[Opening DATA IN THIS EXERCISE section]

PR #145, opened 2022-10-06
Adding Security group

anispate:
OSD-12357


pkg/verifier/aws/entry_point.go
```diff
@@ -76,15 +93,6 @@ func (a *AwsVerifier) ValidateEgress(vei verifier.ValidateEgressInput) *output.O
 		return a.Output.AddError(err) // fatal
 	}
 
-	if instanceReadyErr := a.AwsClient.WaitForEC2InstanceCompletion(vei.Ctx, instanceID); instanceReadyErr != nil {
```
fahlmant, line 79: Was this removal on purpose? It needs to remain in the code

pkg/verifier/aws/aws_verifier.go
```diff
@@ -179,6 +179,12 @@ func (a *AwsVerifier) createEC2Instance(input createEC2InstanceInput) (string, e
 		return "", handledErrors.NewGenericError(err)
 	}
 
+	// Wait up to 5 minutes for the instance to be running
+	waiter := ec2.NewInstanceRunningWaiter(a.AwsClient)
```
fahlmant, line 183: What led to this being added?

pkg/clients/aws/aws.go
```diff
@@ -85,63 +92,27 @@ func (c *Client) GetConsoleOutput(ctx context.Context, input *ec2.GetConsoleOutp
...
+	return c.ec2Client.CreateSecurityGroup(ctx, params, optFns...)
+}
 
-	return &result.InstanceStatuses[0].InstanceState.Name, nil
+func (c *Client) DescribeSubnets(ctx context.Context, params *ec2.DescribeSubnetsInput, optFns ...func(*ec2.Options)) (*ec2.DescribeSubnetsOutput, error) {
+	return c.ec2Client.DescribeSubnets(ctx, params, optFns...)
 }
 
-// waitForEC2InstanceCompletion checks every 15s for up to 2 minutes for an instance to be in the running state
-func (c *Client) WaitForEC2InstanceCompletion(ctx context.Context, instanceID string) error {
```
fahlmant, line 121: This should be used by the egress test

pkg/verifier/aws/aws_verifier.go
```diff
@@ -318,3 +324,120 @@ func (a *AwsVerifier) writeDebugLogs(log string) {
...
+		Description: awsTools.String("osd-network-verifier security group"),
+	}
+	output, err := a.AwsClient.CreateSecurityGroup(ctx, input)
+	if err != nil {
+		return nil, err
+	}
+
+	a.Logger.Info(ctx, "Created security group with ID: %s", *output.GroupId)
+
+	input_rules := &ec2.AuthorizeSecurityGroupEgressInput{
```
fahlmant, line 342: This setting is likely too permissive. If possible, this should match the security group that the OpenShift installer creates

fahlmant (changes requested):

pkg/verifier/aws/entry_point.go
anispate: We are replacing this with the NewInstanceRunningWaiter which waits for the instance to be running for upto 5 mins.

pkg/verifier/aws/aws_verifier.go
mjlshen: Ah it's a native `aws-sdk-go-v2` way to "wait" for things to happen https://aws.github.io/aws-sdk-go-v2/docs/making-requests/#using-waiters which let us deprecate the custom logic we had previously in `WaitForEC2InstanceCompletion` and `describeEC2Instances`

mjlshen: The cost being a permissions switch from `ec2:DescribeInstanceStatus` to `ec2:DescribeInstances`

fahlmant: @mjlshen Makes sense. However, I think this should be done in a separate PR.

fahlmant:
@anispate Can you please add a description of what changed and why to the description?

As far as the changes, I think it would be cleaner to move the ec2 logic changes to a separate PR.

pkg/verifier/aws/aws_verifier.go
mjlshen: Ah this is a least-privilege one defined by https://issues.redhat.com/browse/OSD-12356, however we definitely need to tag this security group with `"red-hat-managed: true"`

* No ingress allowed
* Allowed egress to 0.0.0.0/0 for ports 80/443/9997 since we can't restrict egress by domain name

bdematte:
We need some parameter on the client to enable it : 
- when using the cli, it will be used only with Support role which doesn't have the 'create SG' priviledge (and we don't want to add to to support role). Especially, for debugging an existing cluster, it is not relevant to create a security group (we should be using existing ones, we have a parameter for this, and a card to automatically detect the worker SG to be implemented later)
- the case to create the SG is basically only when triggered by OCM.

Probably there should be a 'create SG' parameter in the config which is set to true by default (to create a SG without changes on OCM side) but which is overridden to false by the cli by default (not to create any SG when triggered from the client).

pkg/verifier/aws/aws_verifier.go
```diff
@@ -318,3 +324,120 @@ func (a *AwsVerifier) writeDebugLogs(log string) {
...
+	}
+
+	if _, err := a.AwsClient.RevokeSecurityGroupEgress(ctx, revoke_default_egress); err != nil {
+		return nil, err
+	}
+
+	return output, nil
+}
+
+// DeleteSecurityGroup deletes a security group with the specified ID
```
rafael-azevedo, line 405: We can put this right in the main logic. Its just setting up inputs and calling the client . Since we abstract it away in the awclient package the "DeleteSecruityGroups" function we don't need this abstraction in here for testing either.  Also is the function used ?

pkg/verifier/aws/entry_point.go
rafael-azevedo: @anispate is this replacement going to be part of this PR ?

pkg/clients/aws/aws.go
```diff
@@ -150,5 +121,11 @@ func (c *Client) TerminateEC2Instance(ctx context.Context, instanceID string) er
 		return handledErrors.NewGenericError(err)
 	}
 
+	// Wait up to 5 minutes for the instance to be terminated
+	waiter := ec2.NewInstanceTerminatedWaiter(c)
+	if err := waiter.Wait(ctx, &ec2.DescribeInstancesInput{InstanceIds: []string{instanceID}}, 5*time.Minute); err != nil {
```
rafael-azevedo, line 126: How did we arrive at the 5 minute wait time ? Is this what the previous behavior did ?

mjlshen (changes requested):

pkg/verifier/aws/aws_verifier.go
mjlshen: It's used ~line 105 of pkg/verifier/aws/entry_point.go

pkg/verifier/aws/aws_verifier.go
```diff
@@ -129,8 +129,10 @@ func (a *AwsVerifier) createEC2Instance(input createEC2InstanceInput) (string, e
 	}
 
 	eniSpecification := ec2Types.InstanceNetworkInterfaceSpecification{
-		DeviceIndex: awsTools.Int32(0),
-		SubnetId:    awsTools.String(input.SubnetID),
+		// Required for when the EC2 instance is in a public subnet
+		AssociatePublicIpAddress: awsTools.Bool(true),
```
fahlmant, line 133: This needs to be removed

pkg/verifier/aws/aws_verifier.go
```diff
@@ -325,3 +327,120 @@ func (a *AwsVerifier) writeDebugLogs(log string) {
 	a.Output.AddDebugLogs(log)
 	a.Logger.Debug(context.TODO(), log)
 }
+
+// CreateSecurityGroup creates a security group with the specified name and cluster tag key in a specified VPC
+func (a *AwsVerifier) CreateSecurityGroup(ctx context.Context, name, vpcId string) (*ec2.CreateSecurityGroupOutput, error) {
+	input := &ec2.CreateSecurityGroupInput{
+		GroupName:   awsTools.String(name),
+		VpcId:       &vpcId,
+		Description: awsTools.String("osd-network-verifier security group"),
```
fahlmant, line 336: Please add `TagSpecification` and fill with the tags provided

fahlmant (changes requested):

pkg/verifier/aws/aws_verifier.go
mjlshen: Done in #149

pkg/verifier/aws/entry_point.go
mjlshen: Done in #149

pkg/verifier/aws/aws_verifier.go
anispate: Part of the latest commit

pkg/verifier/aws/aws_verifier.go
rafael-azevedo: @mjlshen @anispate I think we should still remove this func unnecessary abstraction just call it directly in the entry_point with the client.

pkg/verifier/aws/aws_verifier.go
```diff
@@ -325,3 +325,134 @@ func (a *AwsVerifier) writeDebugLogs(log string) {
...
+// CreateSecurityGroup creates a security group with the specified name and cluster tag key in a specified VPC
+func (a *AwsVerifier) CreateSecurityGroup(ctx context.Context, tags map[string]string, name, vpcId string) (*ec2.CreateSecurityGroupOutput, error) {
+	input := &ec2.CreateSecurityGroupInput{
+		GroupName:   awsTools.String(name),
+		VpcId:       &vpcId,
+		Description: awsTools.String("osd-network-verifier security group"),
+	}
+	output, err := a.AwsClient.CreateSecurityGroup(ctx, input)
+	if err != nil {
+		return nil, err
```
rafael-azevedo, line 338: all these nils should be &ec2.CreateSecurityGroupOutput{} to avoid possibility of nil pointer.

anispate: Its updated as part of the last commit

pkg/verifier/aws/aws_verifier.go
```diff
@@ -325,3 +325,134 @@ func (a *AwsVerifier) writeDebugLogs(log string) {
...
+	// Wait up to 1 minutes for the security group to exist
+	waiter := ec2.NewSecurityGroupExistsWaiter(a.AwsClient)
+	if err := waiter.Wait(ctx, &ec2.DescribeSecurityGroupsInput{GroupIds: []string{*output.GroupId}}, 1*time.Minute); err != nil {
+		if _, err := a.DeleteSecurityGroup(ctx, *output.GroupId); err != nil {
+			return nil, handledErrors.NewGenericError(err)
+		}
+		return nil, fmt.Errorf("deleted %s after timing out waiting for security group to exist", *output.GroupId)
+	}
+
+	if err := a.createTags(tags, *output.GroupId); err != nil {
```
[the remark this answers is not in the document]
anispate: Completed

rafael-azevedo (approved):
/lgtm

pkg/verifier/aws/aws_verifier.go
```diff
@@ -325,3 +325,133 @@ func (a *AwsVerifier) writeDebugLogs(log string) {
...
+	if err != nil {
+		return &ec2.CreateSecurityGroupOutput{}, err
+	}
+
+	a.Logger.Info(ctx, "Created security group with ID: %s", *output.GroupId)
+
+	// Wait up to 1 minutes for the security group to exist
+	waiter := ec2.NewSecurityGroupExistsWaiter(a.AwsClient)
+	if err := waiter.Wait(ctx, &ec2.DescribeSecurityGroupsInput{GroupIds: []string{*output.GroupId}}, 1*time.Minute); err != nil {
+		if _, err := a.AwsClient.DeleteSecurityGroup(ctx, &ec2.DeleteSecurityGroupInput{
```
fahlmant, line 346: Will this work if the SG never gets created? I think it would just error saying "SG doesn't exist" and cause the egress test to fail.

pkg/verifier/aws/entry_point.go
```diff
@@ -61,6 +61,23 @@ func (a *AwsVerifier) ValidateEgress(vei verifier.ValidateEgressInput) *output.O
...
 	}
 
+	cleanupSecurityGroup := false
+	if vei.AWS.SecurityGroupId == "" {
+		vpcId, err := a.GetVpcIdFromSubnetId(vei.Ctx, vei.SubnetID)
+		if err != nil {
+			return a.Output.AddError(err)
+		}
+
+		createSecurityGroupOutput, err := a.CreateSecurityGroup(vei.Ctx, vei.Tags, "ONV_security_group", vpcId)
```
fahlmant, line 71: Can the name passed in here please match the name of the EC2 instance as well?

docs/aws/aws.md
```diff
@@ -60,7 +60,13 @@ Ensure that the AWS credentials being used have the following permissions. (This
         "ec2:DescribeInstanceTypes",
         "ec2:GetConsoleOutput",
         "ec2:TerminateInstances",
-        "ec2:DescribeVpcAttribute"
+        "ec2:DescribeVpcAttribute",
+        "ec2:CreateSecurityGroup",
```
bdematte, line 64: As SREs running manually the checks, we don't have (and don't want/won't have Create/Delete SG permissions).
This should be clarified in the docs. 
As a SRE, the expected flow is to specify the security group on the command line (as the default SG may not be suitable and does not correspond to what is used by OCP anyway). As discussed, the verifier shouldn't run in case no security group is provided and nicely error. 
For the node, we have a card already tracking the implementation of smart retrieve of the SG to be used to avoid the user to have to connect to AWS and retrieve it by him/herself (tracked in OSD-12250).

bdematte (changes requested):

pkg/verifier/aws/aws_verifier.go
mjlshen: @anispate will test this by 

* On line 343 (above this comment), we can try this by adding something like `time.Sleep(1 * time.Minute)`
* Then test ONV, let it run, it’ll create a security group and then sleep for 1 minute
* During this time, have AWS ready and delete the security group in the UI
* See what error ONV returns when it wakes up from sleep and tries to describe/delete the security group. Improve the error message if needed

anispate: printing out errors faced during the execution:
 -  network verifier error: error performing ec2:DeleteSecurityGroup: The security group 'sg-0631479082ecd80c6' does not exist
Failure!

Hi Taylor, throws this error.

fahlmant: Yeah, this is what I expected but I think its a bad message to send, since the real error is the SG was unable to create.

anispate: So, the way. i tested it is by what Michael defined above....

SG was created then i went to AWS UI and deleted the SG from there which resulted in the SG doesn't exist. 

But, initially, the SG was created.

fahlmant: Right, but you were emulating the case where the SG wasn't actually created in the first place.

mjlshen: This is a bit different I think, it's an edge case where AWS receives and validates a request to create security group and then fails to do so within one minute. We could prepend any errors in this block with "expected security group %s to exist, but did not find it within 1 minute" or something? Or maybe just add debug logs when we create, wait, and delete security groups?

In the more common case where AWS receives a request to create a security group and ONV is missing permissions or it's a malformed request, a relevant error would be returned about failing to create the security group

docs/aws/aws.md
anispate: Added it as part of the latest PR

pkg/verifier/aws/entry_point.go
anispate: Added it as part of the latest PR

pkg/verifier/aws/aws_verifier.go
anispate: It was taken care of as part of the latest PR.

pkg/verifier/aws/aws_verifier.go
```diff
@@ -325,3 +325,135 @@ func (a *AwsVerifier) writeDebugLogs(log string) {
...
+	}
+
+	// What if we get an empty vpc-id for a returned subnet
+	if len(output.Subnets) == 0 {
+		return "", fmt.Errorf("no subnets returned for subnet id: %s", vpcSubnetID)
+	}
+
+	// What if the Subnets array has 0 entries
+	vpcId := *output.Subnets[0].VpcId
+	if len(vpcId) == 0 {
```
fahlmant, line 454:
```suggestion
	if vpcId == "" {
```

cmd/egress/cmd.go
```diff
@@ -217,5 +217,10 @@ are set correctly before execution.
 		os.Exit(1)
 	}
 
+	if err := validateEgressCmd.MarkFlagRequired("security-group-id"); err != nil {
```
boranx, line 220: if this will be transformed into a required field, we can mention it on the cmd usage doc, too
```shell
▶./osd-network-verifier egress --subnet-id test
Error: required flag(s) "security-group-id" not set
Usage:
  osd-network-verifier egress [flags]

Examples:
For AWS, ensure your credential environment vars
AWS_ACCESS_KEY_ID, AWS_SECRET_ACCESS_KEY (also AWS_SESSION_TOKEN for STS credentials)
are set correctly before execution.

# Verify that essential OpenShift domains are reachable from a given SUBNET_ID
./osd-network-verifier egress --subnet-id $(SUBNET_ID)
```

and note that the error here is for reporting the registration error, not when the flag is not provided
so IMO the following would be more graceful (+ to prevent the usage of os.exit around)
```
	if err := validateEgressCmd.MarkFlagRequired("security-group-id"); err != nil {
	}
```

anispate: So, removed os.Exit(1)?

pkg/verifier/aws/entry_point.go
```diff
@@ -84,6 +101,14 @@ func (a *AwsVerifier) ValidateEgress(vei verifier.ValidateEgressInput) *output.O
 		a.Output.AddError(err)
 	}
 
+	if cleanupSecurityGroup {
+		if _, err := a.AwsClient.DeleteSecurityGroup(vei.Ctx, &ec2.DeleteSecurityGroupInput{
+			GroupId: awsTools.String(vei.AWS.SecurityGroupId),
+		}); err != nil {
+			a.Output.AddError(err)
+		}
```
rafael-azevedo, line 109:
```suggestion
			_, err := a.AwsClient.DeleteSecurityGroup(vei.Ctx, &ec2.DeleteSecurityGroupInput{GroupId: awsTools.String(vei.AWS.SecurityGroupId)})
		if err != nil {
			a.Output.AddError(err)
		}
```

rafael-azevedo: I think it would read cleaner here with the if before the err statement instead of the before the return parameters.

pkg/verifier/aws/aws_verifier.go
```diff
@@ -325,3 +325,129 @@ func (a *AwsVerifier) writeDebugLogs(log string) {
...
+	if err != nil {
+		return &ec2.CreateSecurityGroupOutput{}, err
+	}
+
+	a.writeDebugLogs(fmt.Sprintf("Waiting for the Security Group to exist: %s", *output.GroupId))
+	// Wait up to 1 minutes for the security group to exist
+	waiter := ec2.NewSecurityGroupExistsWaiter(a.AwsClient)
+	if err := waiter.Wait(ctx, &ec2.DescribeSecurityGroupsInput{GroupIds: []string{*output.GroupId}}, 1*time.Minute); err != nil {
+		a.writeDebugLogs(fmt.Sprintf("Error waiting for the security group to exist: %s, attempting to delete the Security Group", *output.GroupId))
+		if _, err := a.AwsClient.DeleteSecurityGroup(ctx, &ec2.DeleteSecurityGroupInput{
```
rafael-azevedo, line 347: Same comment here about the if before the return paramertes

pkg/verifier/aws/aws_verifier.go
```diff
@@ -325,3 +325,129 @@ func (a *AwsVerifier) writeDebugLogs(log string) {
...
+		}); err != nil {
+			return &ec2.CreateSecurityGroupOutput{}, handledErrors.NewGenericError(err)
+		}
+		return &ec2.CreateSecurityGroupOutput{}, fmt.Errorf("deleted %s after timing out waiting for security group to exist", *output.GroupId)
+	}
+
+	a.Logger.Info(ctx, "Created security group with ID: %s", *output.GroupId)
+	if err := a.createTags(tags, *output.GroupId); err != nil {
+		// Unable to tag the instance
+		if _, err := a.AwsClient.DeleteSecurityGroup(ctx, &ec2.DeleteSecurityGroupInput{
```
rafael-azevedo, line 358: I think it would read cleaner here with the if before the err statement instead of the before the return parameters same as the others

rafael-azevedo (approved):
/lgtm

fahlmant (approved):
/lgtm
/approve
/hold cancel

[Closing DATA IN THIS EXERCISE section]

# REQUIRED WORK:
Would you please give the number of lines in this material containing the string "AddError", with no further text?

# REPLY TO THE TASK:
5